This is another example of government failure. If the government spent its
resources on what it was supposed to be doing--ensuring that everyone's rights
were respected--instead of trying to run expensive and damaging experiments
with the economy, there would be far fewer locations that were undesirable in
these respects.

------
stegosaurus
This seems like an odd way to think about the problem to me.

Housing is, to a first order approximation, the only thing I spend money on.

Savings are framed in terms of 'how long could I afford the rent', or 'how
long before I could pay off a mortgage'.

Everything else is.. well, fluff. I would be happy to read books for a
lifetime, I don't need 'fancy' food, but a stable home is pretty important to
me.

A 1 bedroom apartment with a reasonable commute to my job costs £10000pa as a
lower bound. Add on the UK's equivalent of property tax and you're at 11000.

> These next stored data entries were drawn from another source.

PR #418, opened 2017-02-24
Plugins with falsey paths don't get loaded

kjin:
This change seeks to introduce not loading a plugin if its path is falsey.

This would make it possible to stop built-in plugins from loading. While we have previously discussed that we don't necessarily know what use cases we are supporting with this, I can name one now: I want to be able to run per-plugin benchmarks, and it would be really neat to isolate a single plugin at a time.

I think falsey is the best approach here because we know for sure that it's not a valid path.

### DIFF
--- a/config.js
+++ b/config.js
@@ -33,12 +33,16 @@ module.exports = {
     // `enhancedDatabaseReporting` is enabled.
     databaseResultReportingSize: 127,
 
-    // An object describing which modules to trace. To enable tracing for a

Food? 1-2K. Gas, electricity, water, internet, cell phone? 1K, maybe 1.5K. So
a combined upper bound of 3500.

The only place in which those costs would get to 100% of housing would be in a
depressed economic area. One in which most would struggle to find a job that
paid much more than minimum wage.

So the argument should be flipped, I think. Income inequality only actually
matters at all because people have to buy housing. If everyone had a stable
home then it would matter far less that other people could afford more toys.
It's an issue because having a stable base is such a useful thing - without
that problem, I don't think it matters that some are rich and some are poor,
not really anyway.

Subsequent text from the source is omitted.